▶ GIVEN DATA
Issue #1508, opened 2019-12-02
Missing page link for our RBAC documentation


raybellwaves:
On
https://zero-to-jupyterhub.readthedocs.io/en/latest/setup-jupyterhub/setup-helm.html#initialization
Step 2 says '...See our RBAC documentation for more information'. The page points to https://zero-to-jupyterhub.readthedocs.io/en/latest/setup-jupyterhub/security.html#use-role-based-access-control-rbac
which is missing.

doc source: https://github.com/jupyterhub/zero-to-jupyterhub-k8s/blob/master/doc/source/setup-jupyterhub/setup-helm.rst#L63

consideRatio:
It should be pointing to https://zero-to-jupyterhub.readthedocs.io/en/latest/administrator/security.html#use-role-based-access-control-rbac ! Thanks for catching and reporting these issues!

PR #1514, opened 2019-12-04
Missing page link for our RBAC documentation #1508

n3o-Bhushan:
Fixing issue in #1508


consideRatio:
Thanks this solves it I think!

PR #1668, opened 2020-05-15
removal: Vagrant for local dev

consideRatio:
I've spent a lot of time thinking about the local development setup, and I'd like to steer away from maintaining any VM related content.

@manics as the author of this setup, what do you think about removing these files?


manics:
I'll take a closer look at this and related PRs later.

The original idea behind the Vagrant setup was to partially simulate a Travis environment for developing the CI setup. From past experience Travis is great once you've figured out your base infrastructure, whether that's setting up a virtualenv, figuring out a Docker config, or getting K8S running, but it's very hard to iron out bugs in your setup, or to modify that base setup. Travis is a bit of a black box and you wait ages to get feedback for each git push.

At some point it morphed into a dev setup 😀. If you're rearchitecturing the CI setup I think it'd be good to keep this around, especially in case there are problems with the new setup.

manics:
Since you're refactoring the CI how about:
- Ignore the Vagrant setup completely whilst you make your changes (i.e. deliberately break it)
- When you're done with your refactoring I'll attempt to update the Vagrant setup following the new docs. In theory this should be easy 🙂 
- This should be a good test of the docs. After that we decide whether to keep or delete it?

yuvipanda:
Death to vagrant for local dev setup, mostly :)

manics:
I'm maintaining my own copy for work on Fedora 32.

PR #1671, opened 2020-05-15
Tweaking readiness/liveness probe: faster startup

consideRatio:
With a readinessProbe that polls every ten seconds, we potentially need
to wait ten seconds after the pod is actually ready. By reducing this
number significantly, we avoid eigght potential seconds of waiting for
nothing.

At the same time, this could clutter logs. But, the proxy will not log
these requests, and I made a PR to JupyterHub to only log requests to
the health endpoint on the debug level: https://github.com/jupyterhub/jupyterhub/pull/3047

### DIFF
--- a/jupyterhub/values.yaml
+++ b/jupyterhub/values.yaml
@@ -81,12 +81,12 @@ hub:
   templateVars: {}
   livenessProbe:
     enabled: false
-    initialDelaySeconds: 30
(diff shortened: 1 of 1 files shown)


consideRatio:
The outcomes of a change like this can look something like demonstrated by GIF animations in this PR: https://github.com/rancher/k3s/pull/1762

▶ TASK DESCRIPTION
Within the entries above, find the string "keep" and return each line that holds it.

▶ ANSWER AREA
At some point it morphed into a dev setup 😀. If you're rearchitecturing the CI setup I think it'd be good to keep this around, especially in case there are problems with the new setup.
- This should be a good test of the docs. After that we decide whether to keep or delete it?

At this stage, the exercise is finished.